What latent variables are packed in pyro.param() in the Bayesian Regression tutorial?

I am going through the tutorial Bayesian Regression

In cell [10]:

for name, value in pyro.get_param_store().items():
    print(name, pyro.param(name))

Output:
auto_loc tensor([-2.2026, 0.2936, -1.8873, -0.1607, 9.1753], requires_grad=True)
auto_scale tensor([0.2285, 0.0954, 0.1376, 0.0600, 0.1042], grad_fn=)

The tutorial goes on saying “Note that Autoguide packs the latent variables into a tensor, in this case, one entry per variable sampled in our model.”

Could someone explain which the 5 latent variables are? Thanks.

everything in a pyro.sample() statement, so in order: linear.weight (2), linear.bias (1), factor (1), and sigma (1). the reason why w_prior, b_prior, and f_prior don’t have pyro.sample() is because random_module does that under the hood.

I don’t understand the order that @jpchen specified. The order looks consistent with the following code in the tutorial, ‘guide.quantiles’. For example, bias parameter is around value of 9, and the last number in pyro.param is also around 9.
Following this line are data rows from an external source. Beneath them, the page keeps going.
PR #2727, opened 2022-09-30
add before and after events filter

louis-she:
Description:

add before and after events filter

```python
@trainer.on(Events.EPOCH_COMPLETED(before=10))
def foo1():
    pass

@trainer.on(Events.EPOCH_COMPLETED(after=10))
def foo2():
    pass
```

Check list:

### DIFF
--- a/tests/ignite/engine/test_custom_events.py
+++ b/tests/ignite/engine/test_custom_events.py
@@ -583,4 +583,5 @@ def test_list_of_events():
 
     _test(Events.ITERATION_STARTED(once=1) | Events.ITERATION_STARTED(once=1), [1, 1])
     _test(Events.ITERATION_STARTED(once=1) | Events.ITERATION_STARTED(once=10), [1, 10])
-    _test(Events.ITERATION_STARTED(once=1) | Events.ITERATION_STARTED(every=3), [1, 3, 6, 9, 12, 15])
+    _test(Events.ITERATION_STARTED(once=8) | Events.ITERATION_STARTED(before=3), [1, 2, 8])
+    _test(Events.ITERATION_STARTED(once=1) | Events.ITERATION_STARTED(after=12), [1, 13, 14, 15])
--- a/tests/ignite/engine/test_custom_events.py
+++ b/tests/ignite/engine/test_custom_events.py
@@ -130,11 +130,22 @@ def test_custom_events_with_events_list():
 
 def test_callable_events_with_wrong_inputs():
 
-    with pytest.raises(ValueError, match=r"Only one of the input arguments should be specified"):
+    with pytest.raises(
+        ValueError, match=r"Only one of the input arguments should be specified except before and after"
+    ):
         Events.ITERATION_STARTED()
 
-    with pytest.raises(ValueError, match=r"Only one of the input arguments should be specified"):
+    with pytest.raises(
+        ValueError, match=r"Only one of the input arguments should be specified except before and after"
+    ):
         Events.ITERATION_STARTED(event_filter="123", every=12)
+
+    with pytest.raises(
+        ValueError, match=r"Only one of the input arguments should be specified except before and after"
+    ):
+        Events.ITERATION_STARTED(after=10, before=30, once=1)
+
+    assert Events.ITERATION_STARTED(after=10, before=30)
 
     with pytest.raises(TypeError, match=r"Argument event_filter should be a callable"):
         Events.ITERATION_STARTED(event_filter="123")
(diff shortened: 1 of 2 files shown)


louis-she:
I removed the `WIP` in title. But one thing left is that should we add a `__and__` to the Event? Like this:

```python
@trainer.on(Events.EPOCH_COMPLETED(after=10) & Events.EPOCH_COMPLETED(before=30))
def foo1():
    # called on epoch > 10 and < 30
    pass
```

Currently with `|` or `__or__`, I think we can not achieve this with event filter only

tests/ignite/engine/test_custom_events.py
```diff
@@ -531,4 +583,5 @@ def execute_some_handler(e):
 
     _test(Events.ITERATION_STARTED(once=1) | Events.ITERATION_STARTED(once=1), [1, 1])
     _test(Events.ITERATION_STARTED(once=1) | Events.ITERATION_STARTED(once=10), [1, 10])
-    _test(Events.ITERATION_STARTED(once=1) | Events.ITERATION_STARTED(every=3), [1, 3, 6, 9, 12, 15])
```
sadra-barikbin, line 534: Why have you deleted the statement testing `every`?

sadra-barikbin (changes requested):

sadra-barikbin:
> I think it's ready to be reviewed. One thing to be discussed is that should we add a `__and__` operator to the Event? Like this:
> 
> ```python
> @trainer.on(Events.EPOCH_COMPLETED(after=10) & Events.EPOCH_COMPLETED(before=30))
> def foo1():
>     # called on epoch > 10 and < 30
>     pass
> ```
> 
> Currently with `|` or `__or__`, I think we can not achieve this with event filter only

We could accept both `before` and `after` in the `CallableEventWithFilter.__call__` and use `self.before_and_after_event_filter(before: Optional[int], after: Optional[int])` internally.

louis-she:
> We could accept both before and after in the CallableEventWithFilter.__call__ and use self.before_and_after_event_filter(before: Optional[int], after: Optional[int]) internally.

hi @sadra-barikbin , you mean if a user gives `before=30 | after=10`, the internal will do the `before_and_after_event_filter`? I'm not sure about this as it could lead to some misunderstanding. Still, I think adding a `&` operator is the way to go, what do you think?

tests/ignite/engine/test_custom_events.py
louis-she: Sorry, it's an accident, fixed.

sadra-barikbin:
> > We could accept both before and after in the CallableEventWithFilter.**call** and use self.before_and_after_event_filter(before: Optional[int], after: Optional[int]) internally.
> 
> For the `called on epoch > 10 and < 30` scenario, it'll work. Another possible scenario is `called every x epochs that after y epochs`. What do you think?

I think introducing `&` operator should be discussed in terms of its usefulness, but just in the case of mixing `before` and `after` we can do it as follows:
```python
@trainer.on(Events.EPOCH_COMPLETED(after=10, before=30))
def foo1():
    # called on epoch > 10 and < 30
    pass
```
@vfdev-5 , What's your thought?

vfdev-5:
> 

Yes, I agree. We can just allow after and before args together and thus do not need to introduce complicated & operator.

louis-she:
comments fixed and rebased, ready to review again @sadra-barikbin

vfdev-5:
@louis-she could you please fix mypy issues: https://github.com/pytorch/ignite/actions/runs/3180145927/jobs/5183390359#step:12:12

vfdev-5 (approved):
Thanks @louis-she , looks good to me !

tests/ignite/engine/test_custom_events.py
```diff
@@ -296,6 +313,79 @@ def test_every_event_filter_with_engine():
...
+        def _before_and_after_event():
+            nonlocal num_calls
+            num_calls += 1
+            assert getattr(engine.state, event_attr) > after
+
+        engine.run(data, max_epochs=5)
+        assert num_calls == expect_calls
+
+    _test(Events.ITERATION_STARTED, "iteration", 300, 100, 199)
+    _test(Events.EPOCH_COMPLETED, "epoch", 4, 1, 2)
```
sadra-barikbin, line 386: Thanks @louis-she , You can improve this test by using PyTest parameterization feature as follows:
```suggestion
@pytest.mark.parametrize(
    "event_name, before, after, expected_calls",
    [
        (Events.ITERATION_STARTED, 300, 100, 199),
        (Events.EPOCH_COMPLETED, 4, 1, 2)
    ],
)
def test_before_and_after_event_filter_with_engine(event_name, before, after, expected_calls):

    data = range(100)
    engine = Engine(lambda e, b: 1)
    num_calls = 0

   @engine.on(event_name(before=before, after=after))
   def _before_and_after_event():
        nonlocal num_calls
        num_calls += 1
        assert engine.state.get_event_attrib_value(event_name) > after

    engine.run(data, max_epochs=5)
    assert num_calls == expected_calls
```

tests/ignite/engine/test_custom_events.py
```diff
@@ -296,6 +313,79 @@ def test_every_event_filter_with_engine():
...
+    _test(Events.ITERATION_COMPLETED, "iteration", 0, 0)
+    _test(Events.ITERATION_COMPLETED, "iteration", 300, 299)
+    _test(Events.ITERATION_COMPLETED, "iteration", 501, 500)
+
+    _test(Events.EPOCH_COMPLETED, "epoch", 0, 0)
+    _test(Events.EPOCH_COMPLETED, "epoch", 3, 2)
+    _test(Events.EPOCH_COMPLETED, "epoch", 6, 5)
+
+
+def test_after_event_filter_with_engine():
```
sadra-barikbin, line 342: An also this test.

tests/ignite/engine/test_custom_events.py
```diff
@@ -296,6 +313,79 @@ def test_every_event_filter_with_engine():
     _test_every_event_filter_with_engine()
 
 
+def test_before_event_filter_with_engine():
```
sadra-barikbin, line 316: And this test

sadra-barikbin (approved):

Given guide.quantiles([0.25, 0.5, 0.75])

# {'sigma': 
#   tensor([0.9137, 0.9476, 0.9827]),
#  'linear.weight': 
#   tensor([[[-1.9587, -0.1856,  0.2750]],
#          [[-1.8759, -0.1589,  0.3326]],
#          [[-1.7931, -0.1321,  0.3902]]]),
#  'linear.bias': 
#   tensor([[9.1461],
#          [9.1928], 
#          [9.2395]])}

However, it’s inconvenient. Is there any way to see the each latent variable name for point estimates in pyro.param()?